安藤孝則と茜の間に、ひとりの娘が生まれた。それから5年…妻を失って別人のようになった孝則を気遣いながら、大学院生の安藤楓子は幼い姪・凪の面倒をみていた。再び世に蔓延する「呪いの動画」。時を同じくして凪の周囲では、不審な死が連続して起こり始める。それら全てが凪の描く不気味な絵とリンクしていることに気づいた楓子は、悪い予感に震えるが…。貞子の恐怖から、もう誰も逃げられない。ホラー映画を完全ノベライズ!

(「BOOK」データベースより)

 

 安藤孝則の妹・楓子は、忙しい父と兄の代わりに幼い姪・凪の面倒を見ていた。凪の母親・茜は若くして亡くなっており、家政婦の江柄子もトゲのある人物なため必然的に楓子が子守をすることになったのだが、人前ではほとんど喋らず、不気味な絵ばかり描いている凪とどう向き合うべきか悩みの種になっていた。

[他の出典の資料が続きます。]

PR #1474, opened 2019-12-03
Allow syntax highlighting

Waqar144:


src/helpers/qownnotesmarkdownhighlighter.cpp
```diff
@@ -134,6 +134,7 @@ void QOwnNotesMarkdownHighlighter::highlightMarkdown(const QString& text) {
     if (codeHighlightingOn) {
         if (previousBlockState() == HighlighterState::CodeBlock ||
             previousBlockState() == HighlighterState::CodeBlockEnd ||
+            previousBlockState() >= 200 ||
```
pbek: Don't you want to use the constant here?

Waqar144: Ah yes, just a sec

pbek:
Looks great already, but of course you can't see a lot in QOwnNotes when using dark mode.
That would need addition to `FontColorWidget::initTextTreeWidgetItems()` and `QOwnNotesMarkdownTextEdit::setStyles()` and integration in all configs of `schemes.conf`.

Waqar144:
> Looks great already, but of course you can't see a lot in QOwnNotes when using dark mode.
> That would need addition to `FontColorWidget::initTextTreeWidgetItems()` and `QOwnNotesMarkdownTextEdit::setStyles()` and integration in all configs of `schemes.conf`.

Yes,

The normal code block font color is still being followed (for everything that doesn't get highlighted)

I have divided the code words into 3 types:
- keywords
- basic types
- other/special/preprocessor 

This would work for a lot of languages I think. But it may not for some others.

Also my choice of colors wasn't the most aestheic I guess :grimacing: :rofl:

pbek:
Yes, there need to be three new colors to be configured. Plus default colors for light and for dark themes in `schemes.conf`.

pbek:
https://ci.appveyor.com/project/pbek/qownnotes/builds/29273832/job/yrp5onwjiyoba34y is breaking.

pbek:
My fault, need to merge qmarkdowntextedit later...

Waqar144:
> Yes, there need to be three new colors to be configured. Plus default colors for light and for dark themes in `schemes.conf`.

Is `schemes.conf` meant to be editted by hand? or is there a function which I can use to  write the styles?

pbek:
> Is schemes.conf meant to be editted by hand? or is there a function which I can use to write the styles?

Unfortunately all schemas have to be edited by hand. Of course you could create a copy of a schema in the QON settings and then export and copy the settings into `schemes.conf` :grimacing:

Waqar144:
> > Is schemes.conf meant to be editted by hand? or is there a function which I can use to write the styles?
> 
> Unfortunately all schemas have to be edited by hand. Of course you could create a copy of a schema in the QON settings and then export and copy the settings into `schemes.conf` grimacing

That's what I am doing lol :rofl:

pbek:
Usually I just check which keys I need and copy the new settings to the different schemata. But you have to do that for light and dark ones individually.

Waqar144:
> Usually I just check which keys I need and copy the new settings to the different schemata. But you have to do that for light and dark ones individually.

Should I set the default `CodeBlock` colors to black and white for light and dark themes, since green looks weird in between the colors

pbek:
I quite like the green. :grinning:

Waqar144:
> I quite like the green. grinning

Well then I left it as green :grin:

Waqar144:
## Some syntax highlighting comparisons with `Highlight.js`

 (Left: QON, Right: Highlight.js)

### Cpp
cpphi

### JS
jshi
jsanotherhi

### PHP
phphi

### Python
pythonhi

### QML
qml

## Performance
10K lines in 330~ ms

## Missing features
- very small number of langs supported
- No support for multi line comments or # comments
- No lib function highlighting (something that may never happen)

pbek:
Very nice already! Great work!

pbek:
You really also can swap the green default code block color if you want.

Waqar144:
> You really also can swap the green default code block color if you want.

Only reason I didn't do that was because we don't support a lot of languages yet. So for the ones we don't support, green is still kind of nice

gerroon:
Hi

Is this feature in? I have some py blocks and all I see is green and white.

pbek:
```python
    import test
    ```

...works for me

gerroon:
Thanks this is what I see 

https://i.imgur.com/BKgoFof.png

Waqar144:
Seems to me as if color schemas are not working correctly for you, the highlighting is working

gerroon:
@Waqar144  Any speculation on why that might be the case?

Waqar144:
> @Waqar144 Any speculation on why that might be the case?

Can't say for sure. Please check if there are editor schemas (themes) available in settings and you have selected a style that actually does some coloring. You can see the available Schemas in Settings -> Editor Fonts

PR #1475, opened 2019-12-03
Add code syntax coloring options to settings

Waqar144:


pbek:
I guess the other schemata would also need those colors. :grimacing:

Waqar144:
> I guess the other schemata would also need those colors. grimacing

Yeah :grimacing:

Waqar144:
5 done

pbek:
The schema "Light" also code colors which background, was that on purpose?

pbek:
If you want you can change the general colors for code blocks also away from green. :grin:

pbek:
3) JS "support" isn't done yet, right? looks a bit funny with the white function declaration. :grin: 

image

Waqar144:
>     1. The schema "Light" also code colors with background, was that on purpose?

I am just copying the background color of `codeblock` so that it looks uniform

Waqar144:
>     1. JS "support" isn't done yet, right? looks a bit funny with the white function declaration. grin
> 


That's a bug. Fixing

PR #1478, opened 2019-12-03
Enable aspell on linux build systems

Waqar144:


pbek:
I keep my fingers crossed :grin:

pbek:
Releasing now...

Waqar144:
> Releasing now...

I have my eyes on OBS :eyes:

pbek:
SLE doesn't find the aspell library...

Waqar144:
> SLE doesn't find the aspell library...

I think the name for aspell there is `aspell-devel`

pbek:
> I think there is no aspell dev library on SLE. 

Can you come up with a "if-clause" to don't fetch aspell for SLE?

Waqar144:
Looking into it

 一方、世間では再び「呪いの動画」の存在がささやかれ始めていた。妻を呪いによって失った刑事・垣内は、かつて呪いの動画の災禍から生き残るも重傷を負い、刑事を引退した小磯と出会う。小磯から「貞子」なる女の名を聞いた垣内は独自の調査を進め、貞子が現世に復活したことを悟る…。

 楓子の周りでは不審な死が続いていた。凪をいじめていた保育園児。家政婦の江柄子。呪いの動画について調べていた楓子の友人。そして楓子は、凪の描いた絵の通りに人が死んでいることに気づいてしまう…。凪には何か秘密があるに違いない。孝則の家を調べた楓子は、死刑囚の柏田清司なる人物から届けられた無数の封書を発見する。手紙に書かれていたのは凪のことばかり。凪は僕の希望。世界を変えられるのは凪だけ…。孝則と柏田、凪にどのような関係があったのか。柏田と面会した楓子、そして再び小磯と会った垣内は「貞子の子を殺さない限り、悲劇を続く」と聞かされ、“ある決意”を固める…。

 

 タイトル通り『貞子3D 2』のノベライズだが、前作ノベライズ『貞子3D――復活』の独自設定もしっかり拾われている。前作履修者は序盤の段階で「生きとったんかワレ」「死んだんかワレ」の連続で驚いてしまうが、むろん本作から読み進めても問題はない。

 心情描写が細やかで、映画ノベライズにありがちな「シナリオに振り回されている感」がなく、読みごたえがある。ぶっちゃけ貞子本人はあまり活躍せず、前作のような大暴れを期待していると肩透かしかもしれないが、Jホラーとしては上々。容赦なく人が死ぬ一方、胸糞のみで終わらないバランス感覚もあり、ミスリードに騙されても悪い気はしない。

 ただ、最後まで残された謎は多い。プロローグの女性・坂田は前作でも館の管理人として登場していたが、彼女が何者で、何をどこまで知っているのかはよくわからない。エピローグで柏田の独白にある“あの人”も坂田のことだろうが、両者の関係もまったく不明である。最後の最後にはこの世界が「ループ」するであろうことが示されているが。